実務翻訳の定義
そもそも実務翻訳とは一体何なのでしょうか。
ここではその定義について紹介します。
実務翻訳とは、民間企業や公的機関等が、その業務上の必要に応じて発注する翻訳を言います。
その内容はビジネスレターは勿論、契約書、マニュアル、論文、製品カタログ、製品仕様書、企画書等、ビジネスに関係のある実に幅広い内容にまで及んでいます。
実務翻訳はそのような性質を持っていることから、実務翻訳は別に「産業翻訳」及び「ビジネス翻訳」等とも呼ばれることがあります。
それでは実務翻訳の仕事の形態はどうなっているのでしょうか。
実務翻訳は先に紹介したような性質を持っているので、実務翻訳ではそうした文書の翻訳を必要とする企業、及び団体等が発注者となります。
またこの発注も、翻訳会社を通して依頼される場合と、直接翻訳者に発注される場合とがあります。

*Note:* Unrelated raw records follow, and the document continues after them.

PR #702, opened 2022-08-23
Fix up a bunch of type-hint errors

diceroll123:
Just strolling around the internet and found this lib, thought I'd fix a few type hints since I noticed some incorrectness.

I _highly_ recommend installing Pylance if you use VSCode. 😄

Open for questions, if requested. Thanks for readin'.

### DIFF
--- a/src/textual/_callback.py
+++ b/src/textual/_callback.py
@@ -7,12 +7,12 @@ from typing import Any, Callable
 
 
 @lru_cache(maxsize=2048)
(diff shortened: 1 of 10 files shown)


tusharsadhwani:
Hey, unfortunately most of this code is stale as of now, as most development is going on in the `css` branch. That branch also has a CI job on it that type checks it with mypy, so its types should probably be good.

PR #704, opened 2022-08-25
`text-align` CSS support

darrenburns:
image


src/textual/widget.py
```diff
@@ -982,11 +982,13 @@ def post_render(self, renderable: RenderableType) -> RenderableType:
         """
 
         if isinstance(renderable, str):
-            renderable = Text.from_markup(renderable)
+            renderable = Text.from_markup(renderable, justify=self.styles.text_justify)
 
         rich_style = self.rich_style
         if isinstance(renderable, Text):
             renderable.stylize(rich_style)
+            if not renderable.justify:
```
darrenburns, line 990: Wasn't sure whether to do this `if` or not...

src/textual/widget.py
```diff
@@ -1580,3 +1577,22 @@ def key_pageup(self) -> bool:
...
+
+    Returns:
+        JustifyMethod: The Rich JustifyMethod that corresponds to the text-align
+            value
+    """
+    assert css_align in VALID_TEXT_ALIGN
+    return {
+        "start": "left",
+        "end": "right",
+        "justify": "full",
```
darrenburns, line 1597: Since Textual doesn't support RTL, we can just directly map start -> left and so on.

tests/test_auto_refresh.py
```diff
@@ -25,4 +25,4 @@ def test_auto_refresh():
     elapsed = app.run(quit_after=1, headless=True)
     assert elapsed is not None
     # CI can run slower, so we need to give this a bit of margin
-    assert elapsed >= 0.3 and elapsed < 0.6
+    assert 0.3 <= elapsed < 0.8
```
darrenburns, line 28: Got some failures where elapsed was a bit greater than 0.6

src/textual/widget.py
willmcgugan: Seems reasonable...

willmcgugan (approved):

PR #1019, opened 2022-10-25
Fixed data_table example app - actually run it

typon:
Minor fix for actually running the data_table app in the example


UriyaHarpeness (approved):

davep (approved):
Good catch, thanks.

ビジネスの世界では情報量とスピードがものを言うだけあって、大量の文書を、しかも比較的短時間で納品するように求められることが多いようです。
従って時には翻訳者も時間に追われて大変な仕事量になることもあります。
実務翻訳にも勿論市場があります。
次に実務翻訳の市場の動向を見ていくことにします。
一口に翻訳と言っても実に様々な種類の翻訳があります。
ですが市場規模で言えば、この実務翻訳は翻訳業界の中でも最大の規模を誇っていると言えます。

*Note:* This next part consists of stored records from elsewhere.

PR #1028, opened 2022-10-26
Add highlight line to tutorial preview.

lukexyz:
New timer ID adds `hl_lines="86"` for consistency with other changes.

Line 86 in `stopwatch.py`:
`        yield Container(Stopwatch(), Stopwatch(), Stopwatch(), id="timers")`

Had me briefly stuck when working through the tutorial.

### DIFF
--- a/docs/tutorial.md
+++ b/docs/tutorial.md
@@ -430,7 +430,7 @@ The Stopwatch app creates widgets when it starts via the `compose` method. We wi
 
 Let's use these methods to implement adding and removing stopwatches to our app.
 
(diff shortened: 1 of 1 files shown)


davep:
Thanks @lukexyz! However, someone already got there (see https://github.com/Textualize/textual/commit/2d003603bf89c7c2dfb3a857968fa9e53f0bbd70) -- that's kind of on us in that the `css` branch is still kicking about (we're about to remove it) and the website is currently deployed from a version of `main` before https://github.com/Textualize/textual/commit/2d003603bf89c7c2dfb3a857968fa9e53f0bbd70 was done.

Really appreciate you picking up on it though. :-)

官公庁や大使館と言った機関も実務翻訳を発注することがあります。翻訳会社
翻訳業界の仕事量
実務翻訳は翻訳業界全体の仕事量の約8割から9割を占めると言われています。
ジャンルで言えば、海外に進出している、海外と取引がある、また逆に海外から日本へ進出してきている分野ならば、どこにもニーズがありますが、特に情報通信分野やIT関係等、外国企業の進出が盛んな分野に高いニーズがあります。

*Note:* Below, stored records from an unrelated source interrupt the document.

PR #1033, opened 2022-10-27
Adds the debounce decorator

lllama:
We add the debounce decorator. It can be used to ensure an event handler does not get overwhelmed with events, or that expensive operations (e.g. network requests) do not happen too frequently.

### DIFF
--- a/src/textual/debounce.py
+++ b/src/textual/debounce.py
@@ -1,6 +1,11 @@
 import asyncio
 from functools import wraps
-from typing import Any, Callable, Optional, ParamSpec
+from typing import Any, Callable, Optional
+
+try:
+    from typing import ParamSpec
+except ImportError:
+    from typing_extensions import ParamSpec
 
 from .app import App
 from .timer import Timer as TimerClass
--- a/src/textual/debounce.py
+++ b/src/textual/debounce.py
@@ -32,9 +32,9 @@ def debounce(timeout: float) -> Callable[[Callable[P, Any]], Callable[P, None]]:
         async def wrapper(self: App, *args: P.args, **kwargs: P.kwargs) -> None:
             nonlocal timer
             if timer:
-                timer.reset()
-            else:
-                timer = self.set_timer(timeout, lambda: f(self, *args, **kwargs))
+                timer.stop_no_wait()
+
+            timer = self.set_timer(timeout, lambda: f(self, *args, **kwargs))
 
         return wrapper
 
--- a/src/textual/debounce.py
+++ b/src/textual/debounce.py
@@ -1,12 +1,14 @@
 import asyncio
 from functools import wraps
-from typing import Callable, Optional
+from typing import Any, Callable, Optional, ParamSpec
 
 from .app import App
 from .timer import Timer as TimerClass
 
+P = ParamSpec("P")
 
-def debounce(timeout: float) -> Callable:
+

どんな仕事をするにしても、気になるのはその収入、待遇です。
では実務翻訳の場合、その待遇は一体どれくらいの金額になるのでしょうか。
次は実務翻訳の翻訳家の収入について紹介します。
もし翻訳家が得意分野、或いは専門分野を持っていて、それで尚且つコンスタントに翻訳の仕事を受注できれば、平均的な会社員を上回る年収を得ることも可能だとされています。
実務翻訳は実力がものを言う世界なので、頑張って力をつければ収入を大きく増やすことも可能だと言えます。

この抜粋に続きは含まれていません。